> _Task item_:
Look through the data below, and copy each line that carries the word "parent".

Content starts

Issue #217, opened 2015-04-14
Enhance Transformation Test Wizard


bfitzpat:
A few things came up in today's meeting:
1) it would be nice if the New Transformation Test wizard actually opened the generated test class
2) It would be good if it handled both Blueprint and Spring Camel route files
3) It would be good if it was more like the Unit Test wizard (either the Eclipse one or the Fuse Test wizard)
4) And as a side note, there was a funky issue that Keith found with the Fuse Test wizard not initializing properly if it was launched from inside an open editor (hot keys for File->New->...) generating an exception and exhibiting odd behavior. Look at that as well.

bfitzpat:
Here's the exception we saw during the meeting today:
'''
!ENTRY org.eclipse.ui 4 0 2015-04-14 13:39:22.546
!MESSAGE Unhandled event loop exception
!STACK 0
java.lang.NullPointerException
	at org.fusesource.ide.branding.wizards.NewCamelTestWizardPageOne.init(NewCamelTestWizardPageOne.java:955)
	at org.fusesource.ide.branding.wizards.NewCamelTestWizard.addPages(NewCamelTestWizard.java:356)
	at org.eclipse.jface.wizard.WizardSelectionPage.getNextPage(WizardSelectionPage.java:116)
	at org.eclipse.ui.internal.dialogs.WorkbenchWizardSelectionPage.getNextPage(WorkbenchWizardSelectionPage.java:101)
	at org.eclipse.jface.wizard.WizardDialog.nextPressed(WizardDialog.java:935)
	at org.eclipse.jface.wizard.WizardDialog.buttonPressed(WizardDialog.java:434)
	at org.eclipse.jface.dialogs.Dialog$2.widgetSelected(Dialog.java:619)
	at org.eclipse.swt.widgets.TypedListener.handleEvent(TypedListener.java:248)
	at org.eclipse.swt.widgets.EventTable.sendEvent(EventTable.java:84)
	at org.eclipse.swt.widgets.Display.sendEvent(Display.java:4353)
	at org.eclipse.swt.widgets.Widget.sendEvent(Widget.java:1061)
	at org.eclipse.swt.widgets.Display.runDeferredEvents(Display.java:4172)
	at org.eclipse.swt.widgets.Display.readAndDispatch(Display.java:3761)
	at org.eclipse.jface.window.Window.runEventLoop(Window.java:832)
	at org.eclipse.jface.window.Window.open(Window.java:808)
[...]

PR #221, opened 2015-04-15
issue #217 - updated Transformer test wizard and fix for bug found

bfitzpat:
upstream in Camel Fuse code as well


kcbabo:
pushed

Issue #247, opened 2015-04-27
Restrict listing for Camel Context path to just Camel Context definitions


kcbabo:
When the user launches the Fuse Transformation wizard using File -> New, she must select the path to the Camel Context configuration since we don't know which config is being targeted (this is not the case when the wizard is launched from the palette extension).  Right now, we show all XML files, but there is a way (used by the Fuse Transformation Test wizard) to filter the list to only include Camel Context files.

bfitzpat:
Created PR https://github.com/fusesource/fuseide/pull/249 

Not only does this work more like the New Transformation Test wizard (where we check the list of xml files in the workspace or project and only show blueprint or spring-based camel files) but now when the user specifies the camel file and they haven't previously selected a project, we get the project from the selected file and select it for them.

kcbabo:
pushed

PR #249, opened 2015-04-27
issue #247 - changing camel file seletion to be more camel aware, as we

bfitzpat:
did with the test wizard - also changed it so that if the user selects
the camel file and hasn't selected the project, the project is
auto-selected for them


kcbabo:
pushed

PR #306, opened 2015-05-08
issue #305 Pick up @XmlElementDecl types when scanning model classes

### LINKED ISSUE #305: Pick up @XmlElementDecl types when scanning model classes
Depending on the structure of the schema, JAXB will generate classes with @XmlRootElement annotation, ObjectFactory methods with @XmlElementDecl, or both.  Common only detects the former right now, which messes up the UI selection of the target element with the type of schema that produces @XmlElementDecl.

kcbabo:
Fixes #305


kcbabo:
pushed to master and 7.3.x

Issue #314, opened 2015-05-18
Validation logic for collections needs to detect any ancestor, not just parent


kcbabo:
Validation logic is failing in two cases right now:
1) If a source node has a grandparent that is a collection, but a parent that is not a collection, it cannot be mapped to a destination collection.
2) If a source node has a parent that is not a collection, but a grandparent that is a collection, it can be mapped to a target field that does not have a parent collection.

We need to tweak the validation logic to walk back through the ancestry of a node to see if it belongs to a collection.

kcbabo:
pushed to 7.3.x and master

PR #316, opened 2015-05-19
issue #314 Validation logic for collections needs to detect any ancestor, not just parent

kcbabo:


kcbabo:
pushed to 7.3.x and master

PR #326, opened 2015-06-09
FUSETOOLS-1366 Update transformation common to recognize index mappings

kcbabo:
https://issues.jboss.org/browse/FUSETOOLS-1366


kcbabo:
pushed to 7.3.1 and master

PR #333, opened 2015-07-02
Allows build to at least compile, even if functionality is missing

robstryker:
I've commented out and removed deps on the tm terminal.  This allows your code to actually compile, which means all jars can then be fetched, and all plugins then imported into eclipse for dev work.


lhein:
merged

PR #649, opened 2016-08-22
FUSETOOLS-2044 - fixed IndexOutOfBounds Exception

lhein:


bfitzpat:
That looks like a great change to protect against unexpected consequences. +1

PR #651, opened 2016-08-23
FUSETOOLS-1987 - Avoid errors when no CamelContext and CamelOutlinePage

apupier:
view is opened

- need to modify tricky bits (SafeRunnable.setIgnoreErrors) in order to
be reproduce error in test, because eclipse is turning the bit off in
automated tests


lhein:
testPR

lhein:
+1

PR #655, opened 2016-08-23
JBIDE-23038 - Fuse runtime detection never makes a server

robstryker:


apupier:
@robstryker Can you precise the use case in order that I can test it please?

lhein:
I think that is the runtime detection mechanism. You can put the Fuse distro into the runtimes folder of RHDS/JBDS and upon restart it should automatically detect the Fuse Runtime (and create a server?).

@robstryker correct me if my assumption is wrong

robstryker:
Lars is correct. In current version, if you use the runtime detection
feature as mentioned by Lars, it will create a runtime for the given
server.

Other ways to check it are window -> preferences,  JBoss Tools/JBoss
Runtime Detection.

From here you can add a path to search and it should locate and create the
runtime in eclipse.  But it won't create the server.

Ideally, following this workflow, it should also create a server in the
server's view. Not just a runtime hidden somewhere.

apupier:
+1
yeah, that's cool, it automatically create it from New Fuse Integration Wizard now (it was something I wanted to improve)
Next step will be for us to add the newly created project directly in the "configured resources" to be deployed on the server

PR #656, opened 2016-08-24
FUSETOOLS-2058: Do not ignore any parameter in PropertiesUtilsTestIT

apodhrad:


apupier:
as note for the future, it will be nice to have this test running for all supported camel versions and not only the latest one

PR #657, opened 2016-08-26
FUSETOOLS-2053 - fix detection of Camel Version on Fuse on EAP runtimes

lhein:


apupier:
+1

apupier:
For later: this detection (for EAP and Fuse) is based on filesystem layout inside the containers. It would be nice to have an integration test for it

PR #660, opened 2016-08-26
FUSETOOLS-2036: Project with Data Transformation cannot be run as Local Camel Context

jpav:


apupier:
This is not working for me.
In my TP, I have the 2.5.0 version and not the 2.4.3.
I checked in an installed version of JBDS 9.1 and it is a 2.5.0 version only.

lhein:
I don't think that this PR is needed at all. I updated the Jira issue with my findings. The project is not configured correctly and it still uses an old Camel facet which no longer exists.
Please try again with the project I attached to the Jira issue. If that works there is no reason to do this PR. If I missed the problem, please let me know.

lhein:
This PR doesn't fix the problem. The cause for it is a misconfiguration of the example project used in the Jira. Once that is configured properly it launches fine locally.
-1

Content ends
Content starts

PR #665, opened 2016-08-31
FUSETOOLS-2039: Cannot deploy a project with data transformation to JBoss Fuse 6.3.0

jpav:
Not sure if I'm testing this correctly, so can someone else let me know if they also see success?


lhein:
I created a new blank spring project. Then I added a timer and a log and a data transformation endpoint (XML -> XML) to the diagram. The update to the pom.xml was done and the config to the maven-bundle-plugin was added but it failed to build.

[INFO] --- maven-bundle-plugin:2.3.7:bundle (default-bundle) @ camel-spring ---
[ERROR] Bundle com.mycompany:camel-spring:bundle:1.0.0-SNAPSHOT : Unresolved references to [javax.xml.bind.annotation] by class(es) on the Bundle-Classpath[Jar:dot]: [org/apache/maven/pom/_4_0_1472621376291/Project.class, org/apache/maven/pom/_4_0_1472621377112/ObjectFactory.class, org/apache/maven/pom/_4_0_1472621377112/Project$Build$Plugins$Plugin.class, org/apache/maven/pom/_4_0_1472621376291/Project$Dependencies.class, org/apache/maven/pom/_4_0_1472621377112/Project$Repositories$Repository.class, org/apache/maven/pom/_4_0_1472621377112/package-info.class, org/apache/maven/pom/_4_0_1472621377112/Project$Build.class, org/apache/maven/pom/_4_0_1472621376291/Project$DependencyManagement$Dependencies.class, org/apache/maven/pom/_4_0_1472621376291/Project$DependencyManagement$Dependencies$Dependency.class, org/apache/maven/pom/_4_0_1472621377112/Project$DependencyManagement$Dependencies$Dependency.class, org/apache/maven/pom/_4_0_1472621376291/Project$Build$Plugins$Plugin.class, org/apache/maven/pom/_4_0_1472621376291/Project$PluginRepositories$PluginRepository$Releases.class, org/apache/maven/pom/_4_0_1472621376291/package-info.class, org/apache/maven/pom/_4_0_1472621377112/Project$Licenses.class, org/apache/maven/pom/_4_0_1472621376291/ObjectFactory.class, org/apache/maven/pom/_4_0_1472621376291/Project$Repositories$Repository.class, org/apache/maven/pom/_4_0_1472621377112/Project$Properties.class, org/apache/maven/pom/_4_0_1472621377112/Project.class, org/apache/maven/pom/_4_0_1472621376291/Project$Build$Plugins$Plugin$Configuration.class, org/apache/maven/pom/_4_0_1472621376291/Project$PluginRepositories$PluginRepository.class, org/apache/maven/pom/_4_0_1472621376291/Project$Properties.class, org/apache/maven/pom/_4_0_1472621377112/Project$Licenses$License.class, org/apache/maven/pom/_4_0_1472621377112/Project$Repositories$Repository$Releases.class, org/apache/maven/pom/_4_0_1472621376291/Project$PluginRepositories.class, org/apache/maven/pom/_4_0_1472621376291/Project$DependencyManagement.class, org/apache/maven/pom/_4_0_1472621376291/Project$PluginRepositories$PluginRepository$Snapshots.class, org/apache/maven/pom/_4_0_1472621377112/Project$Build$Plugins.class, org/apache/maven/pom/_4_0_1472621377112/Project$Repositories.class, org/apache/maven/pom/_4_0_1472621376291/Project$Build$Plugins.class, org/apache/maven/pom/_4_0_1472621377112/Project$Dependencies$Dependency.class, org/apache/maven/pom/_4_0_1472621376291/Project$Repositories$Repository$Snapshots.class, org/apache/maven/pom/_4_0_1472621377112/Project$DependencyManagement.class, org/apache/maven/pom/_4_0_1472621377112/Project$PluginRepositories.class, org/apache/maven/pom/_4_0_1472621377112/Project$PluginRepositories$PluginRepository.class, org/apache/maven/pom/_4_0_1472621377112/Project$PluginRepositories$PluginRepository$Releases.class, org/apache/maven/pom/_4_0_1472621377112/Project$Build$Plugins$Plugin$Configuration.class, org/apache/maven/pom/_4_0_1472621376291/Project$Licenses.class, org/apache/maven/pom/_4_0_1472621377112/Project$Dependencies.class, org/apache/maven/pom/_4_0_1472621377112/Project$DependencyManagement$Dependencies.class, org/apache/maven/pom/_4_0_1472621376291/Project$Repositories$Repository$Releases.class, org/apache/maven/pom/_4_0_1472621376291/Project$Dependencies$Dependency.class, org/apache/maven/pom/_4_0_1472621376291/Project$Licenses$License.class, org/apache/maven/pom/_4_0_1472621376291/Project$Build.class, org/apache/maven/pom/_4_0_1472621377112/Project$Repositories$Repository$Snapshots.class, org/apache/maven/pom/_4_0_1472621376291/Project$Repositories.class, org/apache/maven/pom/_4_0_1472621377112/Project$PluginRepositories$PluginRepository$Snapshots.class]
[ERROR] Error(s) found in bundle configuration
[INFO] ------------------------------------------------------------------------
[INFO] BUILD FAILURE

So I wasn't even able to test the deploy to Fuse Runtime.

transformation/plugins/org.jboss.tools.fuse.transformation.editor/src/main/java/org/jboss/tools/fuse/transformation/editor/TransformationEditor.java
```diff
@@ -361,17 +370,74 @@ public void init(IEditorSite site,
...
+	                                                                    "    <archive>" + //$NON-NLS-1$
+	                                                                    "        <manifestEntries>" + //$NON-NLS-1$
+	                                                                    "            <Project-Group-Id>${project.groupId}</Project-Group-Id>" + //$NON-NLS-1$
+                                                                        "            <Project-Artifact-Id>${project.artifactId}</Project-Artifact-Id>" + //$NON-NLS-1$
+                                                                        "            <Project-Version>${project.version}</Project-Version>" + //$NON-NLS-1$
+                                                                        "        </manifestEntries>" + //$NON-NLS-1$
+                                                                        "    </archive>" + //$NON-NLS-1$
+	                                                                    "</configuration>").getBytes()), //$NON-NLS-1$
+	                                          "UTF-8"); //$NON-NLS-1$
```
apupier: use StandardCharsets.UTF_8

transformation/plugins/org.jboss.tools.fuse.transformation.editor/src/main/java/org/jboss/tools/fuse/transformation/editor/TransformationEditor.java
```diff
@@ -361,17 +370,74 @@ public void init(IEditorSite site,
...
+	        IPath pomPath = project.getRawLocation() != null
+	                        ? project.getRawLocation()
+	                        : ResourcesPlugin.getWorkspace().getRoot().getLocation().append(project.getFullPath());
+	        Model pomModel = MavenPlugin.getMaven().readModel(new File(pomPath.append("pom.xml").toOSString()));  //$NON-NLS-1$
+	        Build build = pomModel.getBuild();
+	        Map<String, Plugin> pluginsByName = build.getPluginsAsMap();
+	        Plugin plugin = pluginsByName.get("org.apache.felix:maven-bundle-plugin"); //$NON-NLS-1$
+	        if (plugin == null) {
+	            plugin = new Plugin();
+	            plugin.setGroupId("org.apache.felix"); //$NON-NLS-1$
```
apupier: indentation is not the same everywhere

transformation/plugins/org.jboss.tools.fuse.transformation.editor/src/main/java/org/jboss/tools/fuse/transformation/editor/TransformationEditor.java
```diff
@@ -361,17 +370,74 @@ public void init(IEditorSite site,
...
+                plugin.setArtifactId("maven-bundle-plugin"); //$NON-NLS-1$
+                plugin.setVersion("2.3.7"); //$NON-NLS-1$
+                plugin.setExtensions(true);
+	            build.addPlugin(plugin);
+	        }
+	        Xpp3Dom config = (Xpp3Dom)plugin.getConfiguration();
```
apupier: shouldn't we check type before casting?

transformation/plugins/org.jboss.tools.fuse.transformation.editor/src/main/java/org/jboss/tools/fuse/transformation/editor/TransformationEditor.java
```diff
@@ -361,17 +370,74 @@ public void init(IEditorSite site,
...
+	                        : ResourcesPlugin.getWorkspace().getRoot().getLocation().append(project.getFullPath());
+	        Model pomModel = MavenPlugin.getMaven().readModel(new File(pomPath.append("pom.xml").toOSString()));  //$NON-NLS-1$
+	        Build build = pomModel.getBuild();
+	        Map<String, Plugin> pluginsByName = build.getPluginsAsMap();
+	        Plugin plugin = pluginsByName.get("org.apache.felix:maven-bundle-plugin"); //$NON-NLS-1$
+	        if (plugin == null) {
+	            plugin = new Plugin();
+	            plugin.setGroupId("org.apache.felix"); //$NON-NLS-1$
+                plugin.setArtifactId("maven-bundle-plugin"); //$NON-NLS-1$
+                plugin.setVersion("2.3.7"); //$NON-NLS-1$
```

Content ends
Content starts

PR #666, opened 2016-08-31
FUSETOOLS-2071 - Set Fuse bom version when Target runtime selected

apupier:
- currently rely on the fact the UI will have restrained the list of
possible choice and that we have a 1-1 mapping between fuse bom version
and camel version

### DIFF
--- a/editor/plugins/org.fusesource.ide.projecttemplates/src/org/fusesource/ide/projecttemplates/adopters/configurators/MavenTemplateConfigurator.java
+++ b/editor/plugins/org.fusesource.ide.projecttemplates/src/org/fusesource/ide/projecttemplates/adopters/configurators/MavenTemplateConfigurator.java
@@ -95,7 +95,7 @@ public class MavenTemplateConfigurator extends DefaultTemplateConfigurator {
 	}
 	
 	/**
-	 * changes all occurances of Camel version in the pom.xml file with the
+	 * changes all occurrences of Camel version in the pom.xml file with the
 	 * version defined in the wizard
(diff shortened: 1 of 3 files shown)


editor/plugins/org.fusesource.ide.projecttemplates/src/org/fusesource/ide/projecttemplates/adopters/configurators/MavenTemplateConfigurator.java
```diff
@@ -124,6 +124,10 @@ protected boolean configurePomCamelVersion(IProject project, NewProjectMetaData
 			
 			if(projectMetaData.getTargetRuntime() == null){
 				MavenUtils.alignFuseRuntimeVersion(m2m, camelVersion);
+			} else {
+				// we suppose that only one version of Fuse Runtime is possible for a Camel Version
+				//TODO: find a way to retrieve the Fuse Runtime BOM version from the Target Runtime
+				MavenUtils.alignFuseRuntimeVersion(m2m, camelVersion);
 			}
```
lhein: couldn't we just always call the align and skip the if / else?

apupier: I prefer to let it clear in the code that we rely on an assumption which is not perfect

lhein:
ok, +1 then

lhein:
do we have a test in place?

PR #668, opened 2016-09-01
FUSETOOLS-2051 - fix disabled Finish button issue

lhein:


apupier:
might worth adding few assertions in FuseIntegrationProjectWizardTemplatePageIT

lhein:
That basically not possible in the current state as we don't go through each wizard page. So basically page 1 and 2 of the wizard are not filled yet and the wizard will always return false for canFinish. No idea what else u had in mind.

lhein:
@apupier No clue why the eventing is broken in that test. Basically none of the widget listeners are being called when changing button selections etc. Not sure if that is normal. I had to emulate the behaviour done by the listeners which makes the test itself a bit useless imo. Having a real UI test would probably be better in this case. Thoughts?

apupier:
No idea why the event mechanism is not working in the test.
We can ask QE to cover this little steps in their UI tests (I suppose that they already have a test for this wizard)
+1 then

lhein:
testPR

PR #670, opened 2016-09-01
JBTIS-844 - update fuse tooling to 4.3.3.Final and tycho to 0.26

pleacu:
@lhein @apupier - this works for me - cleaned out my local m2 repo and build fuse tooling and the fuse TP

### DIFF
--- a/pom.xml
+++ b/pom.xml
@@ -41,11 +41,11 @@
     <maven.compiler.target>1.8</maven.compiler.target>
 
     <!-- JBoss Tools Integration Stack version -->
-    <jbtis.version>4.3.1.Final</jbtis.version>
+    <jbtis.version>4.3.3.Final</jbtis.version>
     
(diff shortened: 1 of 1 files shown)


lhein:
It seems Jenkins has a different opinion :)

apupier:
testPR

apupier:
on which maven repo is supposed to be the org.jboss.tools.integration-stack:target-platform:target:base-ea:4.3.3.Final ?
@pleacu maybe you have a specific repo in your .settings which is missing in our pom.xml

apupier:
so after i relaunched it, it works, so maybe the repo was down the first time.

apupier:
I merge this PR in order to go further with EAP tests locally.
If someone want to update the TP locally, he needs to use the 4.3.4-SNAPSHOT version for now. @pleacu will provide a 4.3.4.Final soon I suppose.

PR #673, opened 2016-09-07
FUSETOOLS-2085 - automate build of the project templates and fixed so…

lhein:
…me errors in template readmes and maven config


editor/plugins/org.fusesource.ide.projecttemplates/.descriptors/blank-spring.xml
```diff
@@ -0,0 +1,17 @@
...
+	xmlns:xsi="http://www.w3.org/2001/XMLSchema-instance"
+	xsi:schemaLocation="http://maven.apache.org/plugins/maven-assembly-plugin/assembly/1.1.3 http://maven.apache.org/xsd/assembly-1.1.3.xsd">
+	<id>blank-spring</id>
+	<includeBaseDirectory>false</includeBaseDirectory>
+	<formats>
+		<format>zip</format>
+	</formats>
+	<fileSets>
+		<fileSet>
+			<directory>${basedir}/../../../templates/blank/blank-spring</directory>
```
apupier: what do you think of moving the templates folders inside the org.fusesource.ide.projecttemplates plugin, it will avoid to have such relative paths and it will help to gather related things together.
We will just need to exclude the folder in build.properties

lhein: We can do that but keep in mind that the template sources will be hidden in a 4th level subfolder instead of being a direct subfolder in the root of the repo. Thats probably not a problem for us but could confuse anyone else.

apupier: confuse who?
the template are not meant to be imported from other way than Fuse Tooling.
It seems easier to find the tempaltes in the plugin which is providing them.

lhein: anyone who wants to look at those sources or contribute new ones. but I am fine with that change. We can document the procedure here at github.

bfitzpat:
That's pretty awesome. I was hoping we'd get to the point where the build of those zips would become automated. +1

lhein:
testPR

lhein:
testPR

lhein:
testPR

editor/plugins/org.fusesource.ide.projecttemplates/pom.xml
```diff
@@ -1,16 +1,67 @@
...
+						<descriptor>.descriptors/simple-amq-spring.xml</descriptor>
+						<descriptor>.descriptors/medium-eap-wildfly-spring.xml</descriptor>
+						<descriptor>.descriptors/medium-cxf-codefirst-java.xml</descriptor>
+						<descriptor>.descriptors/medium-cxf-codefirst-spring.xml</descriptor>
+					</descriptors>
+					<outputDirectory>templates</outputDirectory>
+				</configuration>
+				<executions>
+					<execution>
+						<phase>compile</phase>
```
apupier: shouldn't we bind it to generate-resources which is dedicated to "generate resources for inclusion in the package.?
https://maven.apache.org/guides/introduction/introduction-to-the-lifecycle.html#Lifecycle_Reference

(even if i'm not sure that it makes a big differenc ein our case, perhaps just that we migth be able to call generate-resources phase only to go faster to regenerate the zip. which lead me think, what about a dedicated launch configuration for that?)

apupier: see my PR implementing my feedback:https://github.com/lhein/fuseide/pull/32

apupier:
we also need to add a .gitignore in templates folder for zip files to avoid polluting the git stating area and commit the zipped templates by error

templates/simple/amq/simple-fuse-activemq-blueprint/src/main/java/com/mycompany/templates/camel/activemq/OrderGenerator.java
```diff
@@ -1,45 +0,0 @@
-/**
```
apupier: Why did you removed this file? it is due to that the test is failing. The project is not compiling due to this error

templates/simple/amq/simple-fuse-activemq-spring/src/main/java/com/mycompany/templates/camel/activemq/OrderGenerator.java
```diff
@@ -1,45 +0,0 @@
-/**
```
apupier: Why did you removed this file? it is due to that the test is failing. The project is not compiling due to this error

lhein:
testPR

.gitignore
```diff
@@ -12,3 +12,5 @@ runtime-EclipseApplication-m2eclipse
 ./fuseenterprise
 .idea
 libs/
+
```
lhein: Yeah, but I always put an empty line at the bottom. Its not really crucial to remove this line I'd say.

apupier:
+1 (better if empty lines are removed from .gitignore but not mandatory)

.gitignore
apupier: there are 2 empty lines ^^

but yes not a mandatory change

Content ends

> _Response below_:
Validation logic for collections needs to detect any ancestor, not just parent
1) If a source node has a grandparent that is a collection, but a parent that is not a collection, it cannot be mapped to a destination collection.
2) If a source node has a parent that is not a collection, but a grandparent that is a collection, it can be mapped to a target field that does not have a parent collection.
issue #314 Validation logic for collections needs to detect any ancestor, not just parent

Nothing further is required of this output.